New research published in the journal Addiction draws a contrast between treatment focused exclusively on abstinence and a broader array of wellness strategies, including reducing drug use rather than eliminating it entirely. The study found that reduced use had clinical benefits and that health can distinctly improve even without total abstinence. Director of the National Institute on Drug Abuse Nora Volkow, for instance, supports a nuanced approach that includes many possible paths of recovery along with a shift away from the criminalization of drug-taking to a focus on overall health and wellbeing. And the Substance Abuse and Mental Health Services Administration, a branch of the US Department of Health and Human Services, has identified four dimensions critical to recovery: health, home, purpose, and community.
Most important of all, a person doesn’t necessarily need to be abstinent in order to make gains in all four areas. This makes good sense when you remember that addiction or other problematic substance use is a symptom of underlying pain. Rather than exclusively treating the symptom—the drug use—addressing the underlying loneliness, trauma, or other distress can be a very effective approach. “Family can be a valid pathway to wellness,” Scott pointed out, while adding that her own path went from 12-step meetings like Alcoholics Anonymous to active civic engagement.

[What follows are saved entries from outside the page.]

PR #494, opened 2023-09-01
[NRLF-693] sonarcube fixes

nomad3k:


layer/psycopg2/psycopg2/pool.py
```diff
@@ -123,7 +123,7 @@ def _putconn(self, conn, key=None, close=False):
 
         # here we check for the presence of key because it can happen that a
         # thread tries to put back a connection after a call to close
-        if not self.closed or key in self._used:
+        if key in self._used:
```
jaklinger, line 126: why this this could have a weird side-effect as this is all just ported from [here](https://pypi.org/project/aws-psycopg2/) and so is a quasi-external dependency. possible to add a comment to exclude from sonarcube?

nomad3k: The lines above check for self.closed

jaklinger: yeah ok sounds legit, unless there's some weird side-effect between lines 100 and 122

jaklinger (approved):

For someone else, quality time with his or her kids or even exercising and eating well might be a linchpin for staying mentally healthy. In other words, healing from the pain that underlies substance use disorder can look a lot like healing from any other health challenge.
Yet policymakers continue to call for intensifying the use of coercive treatment. “I think we’re going to see more [involuntary commitment] before we see less of it,” said Campbell, who studies historical patterns in the social response to drug use. There’s nothing new, she noted, in the move to “help” people by institutionalizing them—even if such a move constitutes an erosion of basic civil rights.
“I think most of the time people are genuine in wanting to help,” said Scott, who has been a target of such “help.” The problem, she explained, is the idea that there is a group of people considered “normal” and therefore superior, who think they’re in a position to save other members of society.
“I didn’t need saving. I am a drug user now. I still don’t need saving,” Scott told us. These days she’s focused on being a part of her community through volunteerism while drawing on a support network of people who respect her path.
As for the two of us writing this article, Sean is spending time with his children, staying connected with friends, practicing meditation and yoga, and has for years facilitated a group of physicians in recovery. Mattea has started a new habit of going to the gym with her uncle to ease her loneliness, while also confiding in close friends for support. And all of that truly does make a difference.